Coke and big macs


The American fast-food chains that emerged in a big way in the early 1950s operated on the principle of bringing cheap meat to everybody. In societies which had never had enough meat the possibility of having hot beef and chicken, daily and at a low price, was a historic novelty. So, with every hamburger the ordinary man enjoyed not just the food, but a taste of the privilege that in the past had been confined to the upper class. New farming techniques made the price of meat much cheaper than in the past. And with cheapness came speed. A Burger King founder noted: «There are only two things our customers have, time and money, and they don’t like to spend either.» In the early 1950s, McDonald’s, Burger King and Kentucky Fried Chicken began to take their modern form.

But the customers were not only eating and drinking health and privilege. They were, and are, eating and drinking «America». Outside America, what was being consumed was a symbol of the power and wealth of the USA. In eastern Europe, for example, the McDonald’s hamburger now performs a different function from the one it performs in America. In Russia it is not the food the poor can afford. On the contrary, it is the food of rich people. According to a report in the Washington Post, McDonald’s has few restaurants outside Moscow because there are still too few capitalists to eat the product.

In a way the fast-food chains represent a kind of order. They utilise he attractions of replication and common ritual, the comfort of places where staff and customers know their roles, where there is no uncertainty, few choices, everything is familiar and already known. The same is true of products such as Coca-Cola. When they tried to change the usual formula the company soon discovered that Coca-Cola drinkers did not want to change their habits. People needed reassurance that some things would always stay the same and the company quickly produced Classic Coke again. Perhaps, soft drinks and meat chains offer a notion of community that must have some connection with the sacramental food traditions of the past.

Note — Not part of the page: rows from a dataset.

PR #66, opened 2015-12-03
Fix two regressions

Marenz:
I bisected this bug down to commit https://github.com/equalsraf/neovim-qt/commit/38644b9

Here is a .gif demonstrating the problem. It is a bit multisided. The gif demonstrate the following things in order: 

* Without mouse/keyboard input you just see white. It only renders something once it gets input.
* Moving the window back and forth is fine until it gets to the big screen, then it freezes
* But giving it a lot of input also causes it to freeze (last part)

*Edit: I removed the embedded gif and only post a link as it seems to crash some browsers / create huge memory usage*
https://cloud.githubusercontent.com/assets/424752/11551006/5787c8ee-9975-11e5-8137-e58a932d1bd2.gif

### DIFF
--- a/src/gui/shell.cpp
+++ b/src/gui/shell.cpp
@@ -213,18 +213,29 @@ void Shell::neovimIsReady()
 		return;
 	}
 
+	init();
+
 	// Check g:Guifont for a font from user settings
 	MsgpackRequest *r = m_nvim->neovimObject()->vim_get_var("Guifont");
 	connect(r, &MsgpackRequest::finished,
 			this, &Shell::neovimFontVarOk);
 	connect(r, &MsgpackRequest::error,
-			this, &Shell::init);
+			this, &Shell::attach);
 }
 
 void Shell::neovimFontVarOk(quint32, Function::FunctionId, const QVariant& ret)
 {
 	setGuiFont(m_nvim->decode(ret.toByteArray()));
-	init();
+	attach();
+}
+
+void Shell::attach()
+{
+	// FIXME: Don't set this here, wait for return from ui_attach instead
+	setAttached(true);
+	// FIXME: this API will change
+	QRect screenRect = QApplication::desktop()->availableGeometry(this);
+	m_nvim->attachUi(screenRect.width()*0.66/neovimCellWidth(), screenRect.height()*0.66/neovimRowHeight());
 }
 
 /**
@@ -233,14 +244,8 @@ void Shell::neovimFontVarOk(quint32, Function::FunctionId, const QVariant& ret)
  */
 void Shell::init()
 {
-	// FIXME: Don't set this here, wait for return from ui_attach instead
-	setAttached(true);
-
 	connect(m_nvim->neovimObject(), &Neovim::neovimNotification,
 			this, &Shell::handleNeovimNotification);
-	// FIXME: this API will change
-	QRect screenRect = QApplication::desktop()->availableGeometry(this);
-	m_nvim->attachUi(screenRect.width()*0.66/neovimCellWidth(), screenRect.height()*0.66/neovimRowHeight());
 
 	connect(m_nvim->neovimObject(), &Neovim::on_ui_try_resize,
 			this, &Shell::neovimResizeFinished);
--- a/src/gui/shell.h
+++ b/src/gui/shell.h
@@ -44,6 +44,7 @@ protected slots:
 	void mouseClickReset();
 	void mouseClickIncrement(Qt::MouseButton bt);
         void init();
+	void attach();
 
 protected:
 	void tooltip(const QString& text);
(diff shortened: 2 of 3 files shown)


Marenz:
Ah, damn, I just noticed that 2d393d9 doesn't fix the problem at all. Have to look at that again. Tomorrow though.

equalsraf:
IIIRC, I really made a mess of things there, thanks for tracking this down.

By removing the `msgpack_unpacker_reserve_buffer` the buffer can never grow, once it fills up we just keep reading 0 bytes. Looking at the old version of `::dataAvailable()` I suspect it was also wrong in that it should check the buffer before attempting to read.

Does this work?

```diff
index 109a62d..246d71b 100644
--- a/src/msgpackiodevice.cpp
+++ b/src/msgpackiodevice.cpp
@@ -176,16 +176,28 @@ void MsgpackIODevice::dataAvailableFd(int fd)
  */
 void MsgpackIODevice::dataAvailable()
 {
-       qint64 bytes = m_dev->read(msgpack_unpacker_buffer(&m_uk), msgpack_unpacker_buffer_capacity(&m_uk));
-       if ( bytes > 0 ) {
-               msgpack_unpacker_buffer_consumed(&m_uk, bytes);
-               msgpack_unpacked result;
-               msgpack_unpacked_init(&result);
-               while(msgpack_unpacker_next(&m_uk, &result)) {
-                       dispatch(result.data);
+       qint64 bytes = 1;
+       while(bytes > 0) {
+               if (msgpack_unpacker_buffer_capacity(&m_uk) == 0) {
+                       if (!msgpack_unpacker_reserve_buffer(&m_uk, 8192)) {
+                               // FIXME: Error out
+                               qWarning() << "Could not allocate memory in unpack buffer";
+                               return;
+                       }
+               }
+
+               bytes = m_dev->read(msgpack_unpacker_buffer(&m_uk), msgpack_unpacker_buffer_capacity(&m_uk));
+
+               if ( bytes > 0 ) {
+                       msgpack_unpacker_buffer_consumed(&m_uk, bytes);
+                       msgpack_unpacked result;
+                       msgpack_unpacked_init(&result);
+                       while(msgpack_unpacker_next(&m_uk, &result)) {
+                               dispatch(result.data);
+                       }
+               } else if (bytes == -1) {
+                       setError(InvalidDevice, tr("Error when reading from device"));
                }
-       } else if (bytes == -1) {
-               setError(InvalidDevice, tr("Error when reading from device"));
        }
 }

```

BTW the best way to trigger the event here seems to be resizing the window multiple times, likely because this causes lots of msgpack notifications.

Marenz:
Yes, your patch works.

Any ideas about the second regression?

Marenz:
Your patch seems to be the same as my commit? Maybe you didn't see that this turned into a PR? ^^

equalsraf:
I did - I was fiddling with the code for a bit, and assumed the buffer check/size was different - but its the same.

> Any ideas about the second regression?

Cannot replicate the second one. Best way to debug is to either print some debug messages or hook a debugger to handleNeovimNotification. The notifications can only arrive after attachUi is called anyway, but maybe `setAttached(true)` being set too early is causing the empty image to be painted before it has any content - perhaps initializing the m_image to be white in the constructor fixes the issue.

Marenz:
Interesting. Filling m_image with a color kind of fixes it. I get a dirty black square for a second and then I see the expected content. It seems to be always black, no matter what color I specify.

equalsraf:
Maybe something like this?

```diff
diff --git a/src/gui/shell.cpp b/src/gui/shell.cpp
index 80ba1d9..155f1a6 100644
--- a/src/gui/shell.cpp
+++ b/src/gui/shell.cpp
@@ -26,6 +26,7 @@ Shell::Shell(NeovimConnector *nvim, QWidget *parent)
        m_fm = new QFontMetrics(m_font);
 
        m_image = QImage(neovimSize(), QImage::Format_ARGB32_Premultiplied);
+       m_image.fill(m_background);
 
        setAttribute(Qt::WA_KeyCompression, false);
        setAttribute(Qt::WA_OpaquePaintEvent, true);
@@ -285,6 +286,7 @@ void Shell::handleResize(uint64_t cols, uint64_t rows)
 
        if (needs_resize) {
                QImage new_image = QImage(neovimSize(), QImage::Format_ARGB32_Premultiplied);
+               new_image.fill(m_background);
                {
                        // copy the old contents into the new canvas
                        QPainter painter(&new_image);
```

equalsraf:
@Marenz any objection if I push your first commit into master?

Marenz:
No go ahead. Sorry, had no time yet to try more of your suggestion

Marenz:
I seem to be unable to reproduce the other problem anymore.. not even with the original commit.

Marenz:
What I do get is a black square but it disappears after maybe 500ms. With your suggested diff above it becomes a white square.

equalsraf:
> I seem to be unable to reproduce the other problem anymore.. not even with the original commit.

The input issue? It could be an issue with Neovim upstream, did you update your neovim since then?

Marenz:
Hmm I might, can't say for sure anymore.

equalsraf:
Closing this, since the remaining commits no longer apply.

Issue #33, opened 2015-08-18
Allow mapping key sequences including key press and key release separately


mildred:
As we are not in a terminal any more, it should be possible to map key sequences using fine events like key press and key release.

If you are wondering about the use case, I have a vim extension that allows switching buffers in most recently used order. The goal is to mimic the Ctrl-Tab and Ctrl-Shift-Tab of others editors. Allowing to register an event on the Ctrl key released would allow me to register more appropriately when the buffer is used and have more reliable ordering of the buffers. Something similar to [this question on Stack Overflow: Distinguishing between the hold and release of a modifier key between two keystrokes in Vim](http://stackoverflow.com/questions/16564293/distinguishing-between-the-hold-and-release-of-a-modifier-key-between-two-keystr).

equalsraf:
While the GUI can catch those events, they are still sent to Neovim for processing and Neovim does not internally support semantics for hold/release events (just like Vim, the format has not changed). The best way to get this going is to request support in neovim/neovim.

equalsraf:
Closing, if needed reopen when upstream moves in on this.

sassanh:
@equalsraf key presses and key releases can be mapped to <Plug>(neovim-qt) like pressing `a` triggers `<Plug>(neovim-qt-pressed)a` and releasing `a` triggers `<Plug>(neovim-qt-released)a`. This way we can have this feature in neovim-qt without waiting for upstream.

sassanh:
Also there's a feature most terminals provide (I know iTerm and Konsole provide it) to let you map keys to key sequences in terminal layer, using it I was able to map `<c-i>` to something other than `tab` so that I can use it separately, using the method above maybe we can have a `<Plug>(neovim-qt-pressed-and-released)` (or whatever) to provide raw key events to end user so that he's able to use `<c-i>` and `<tab>` separately.

justinmk:
> able to use `<c-i>` and `<tab>` separately.

That should _already_ be possible with any GUI such as nvim-qt. The GUI should send `<c-i>` and `<tab>`, and each of those can be mapped individually.

justinmk:
Hmm, I just checked: `call nvim_input('<tab>')` invokes a mapping to `:nn <c-i>`. That should be fixed in Nvim.

sassanh:
[...]

PR #67, opened 2015-12-08
Added modifier keys to InputConv

mrtyormaa:
This pull request is to handle the modifier keys for neovim. Ref [issue-33](https://github.com/equalsraf/neovim-qt/issues/33)
There is a pending pull request in neovim (Ref [neovim-3802](https://github.com/neovim/neovim/pull/3802)), which enables it to handle the various modifier keys such as Ctrl, Alt, Meta and Shift. 
As QT is able to handle all the keyPress and keyRelease events, we just have to send the correct key-codes to neovim for it to work.

### DIFF
--- a/src/gui/input.cpp
+++ b/src/gui/input.cpp
@@ -45,6 +45,10 @@ InputConv::InputConv() {
 	specialKeys.insert(Qt::Key_Backslash, "Bslash");
 	specialKeys.insert(Qt::Key_Less, "lt");
 	specialKeys.insert(Qt::Key_Space, "Space");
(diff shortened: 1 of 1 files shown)


equalsraf:
What happened? I thought this was still waiting upstream.

mrtyormaa:
Yeah, the way the Modifier keys are being handled in neovim is slightly different than I had anticipated. When I send the Modifier Key commands as "Ctrl", "Shift" etc, they are being printed in the console rather than being handled, which is strange. Hence, I am closing it so that I can take another look into it and make the final changes appropriately. 

Do you have any thoughts on the same?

PART ONE: READING COMPREHENSION

1. Answer the following questions without copying from the text.
a) Why did fast-food chains become popular in the beginning?

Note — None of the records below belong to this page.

PR #1001, opened 2022-07-15
Use QFont::exactMatch to check whether font is an exact match

charmander:
Fixes GuiFont being unnecessarily picky, e.g. when the foundry isn’t included ("Roboto Mono" != "Roboto Mono [GOOG]").

### DIFF
--- a/src/gui/shellwidget/shellwidget.cpp
+++ b/src/gui/shellwidget/shellwidget.cpp
@@ -59,14 +59,15 @@ bool ShellWidget::setShellFont(const QFont& font, bool force) noexcept
 		return false;
 	}
 
-	QFontInfo fi(font);
-	if (fi.family().compare(font.family(), Qt::CaseInsensitive) != 0 &&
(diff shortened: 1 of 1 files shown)


jgehrig:
What scenario does this fix?

I assume something like `:GuiFont Roboto Mono` currently reports an unknown font error, and with this patch the font reports correctly.

We should do some testing to make sure this patch does not cause font description string mismatch issues downstream. 

After testing, this is probably fine to merge! :thumbsup:

jgehrig:
@charmander 

Friendly ping :)

I would be happy to merge these changes if you can quickly explain the broken scenario.

charmander:
> I assume something like `:GuiFont Roboto Mono` currently reports an unknown font error, and with this patch the font reports correctly.

Sorry for the wait! Yes, that’s the scenario. I haven’t had time to look at the tests yet.

charmander:
It looks like `exactMatch` is too picky for this purpose in a different way (font size).

PR #1027, opened 2022-11-12
Use modern CMake and use FetchContent for msgpack

gikari:
Using fetch content cmake module is less verbose,
than custom download and extract logic with setting of additional variables.

CMake version 3.16 is in the Ubuntu 20.04 repository, so everyone should have at least it by now.


.gitignore
```diff
@@ -4,3 +4,6 @@ src/gui/runtime/doc/tags
 third-party/msgpack*
 compile_commands.json
 !.github
+
+# Qt Creator project files
+CMakeLists.txt.user
```
jgehrig, line 9: Let's remove this, better to have IDE-specific files in the user's `.gitignore`.

CMakeLists.txt
```diff
@@ -1,4 +1,4 @@
-cmake_minimum_required(VERSION 2.8.12)
+cmake_minimum_required(VERSION 3.16)
 if (POLICY CMP0048)
```
jgehrig, line 2: Can you get rid of this if (and keep in policy set) while bumping the CMake version?

It is no longer necessary, CMP0048 is present in CMake >= 3.0.

jgehrig: Same in the other CMakeLists.txt files:
- [src/gui/shellwidget/CMakeLists.txt](https://github.com/equalsraf/neovim-qt/blob/edd4b9f5d570343aee8016b54abd1f82754dccee/src/gui/shellwidget/CMakeLists.txt)
- [third-party/CMakeLists.txt](https://github.com/equalsraf/neovim-qt/blob/9dbd99dfaccd52a8b24b2c914831e5c7b9de6e28/third-party/CMakeLists.txt)
- [CMakeLists.txt](https://github.com/equalsraf/neovim-qt/blob/409fad81323f44e83ebcdbd4e8fa13bfff3f844c/CMakeLists.txt)

jgehrig:
Looks good, thanks for the contribution!

Some minor comments regarding the CMake version update + .gitignore. I will merge as soon as the updates are made.

.gitignore
gikari: I think, given that the project is using C++ stack and has a Qt GUI application component, it is reasonable to exclude this file, because there is a high chance a developer might be using Qt Creator.

jgehrig:
@gikari 

Have you validated these changes on Windows?

It looks like your changes could have introduced a Windows link-time build issue:
https://github.com/equalsraf/neovim-qt/actions/runs/3584393296/jobs/6031004832#step:10:235

I'm not sure if your change is responsible or not, but we do need to validate to make sure there isn't a regression here.

Sorry for the noise in our CI Pipeline. We've been broken by some recent VM updates, and fixing this is on my TODO list :/

jgehrig (changes requested):
I pushed some changes and we need to validate on Windows quickly.

gikari:
Yes, I built the neovim-qt on windows just fine with MSVC.

jgehrig:
> Yes, I built the neovim-qt on windows just fine with MSVC.

Awesome, the issue is likely with our CI then, merging the changes.

Thanks!

jgehrig (approved):

jgehrig:
@gikari 

Re-opening this issue. Can you please investigate #1036?

It looks like this Pull Request may cause some issues on Windows.

PR #1035, opened 2022-12-02
Use UTF8 everywhere to decode/encode

gikari:
A couple of reasons:
- Neovim uses only UTF8 for RPC
- QTextCodec is removed in Qt6

This is one of the points in #839


equalsraf:
Thanks @gikari I've merged the other PR.

PR #1038, opened 2022-12-09
Assume utf8 for nvim strings, remove QTextCodec

equalsraf:
In the (very) early days of neovim, it was possible to have non utf8 strings, but this was removed so we don't need to support it.

Picked from #840.

This is the same as #1035 but keeps the encode/decode methods to avoid changing the auto generated code.

### DIFF
--- a/src/msgpackiodevice.cpp
+++ b/src/msgpackiodevice.cpp
@@ -1,5 +1,4 @@
 #include <QAbstractSocket>
-#include <QTextCodec>
 #include <QSocketNotifier>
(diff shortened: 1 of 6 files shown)


gikari:
Maybe the methods encode/decode should be marked deprecated, so that the users would prefer using built-in Qt methods?

equalsraf:
I think they still make sense, to make it clear that there is an expected encoding for the Neovim api.

I've added a commit to make them inline functions.

PR #1039, opened 2022-12-09
Fix CI Breaks

equalsraf:
Basically #1033 with some more changes.

The highlights so far

- had to disable some lints. For some of them another approach could be to ignore files in the auto/ folder
- linuxdeployqt does not run in ubuntu 22.04 this is intentional on their part, to be able to link against older glibc so the build works in more systems. I rolled back the image to 18.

b) What is the author of the text trying to suggest with the sentence: «They were, and are,
eating and drinking ‘America’»?


c) What is it that customers find reassuring in fast-food restaurants according to the
author?


  PART TWO: WRITING
Choose ONE. Write about either 1 or 2.

Option A: Write a letter addressed to any of the American fast-food chains arguing that
in Catalonia they should offer natural products typical of the Mediterranean diet instead of
exporting their cultural and eating habits. Tell them why you do not like their food. Do not
use your real name.


Option B: A group of young people are trying to decide where to go for dinner on a Friday
evening. Write their conversation including various types of people and their different
attitudes to food (a vegetarian, a meat-lover, an obsessively healthy eater, one with little
money...).

 

3. Vocabulary

Explain next words in English, write the phonetics and also an example: health, wealth, to perform, staff, reassurance.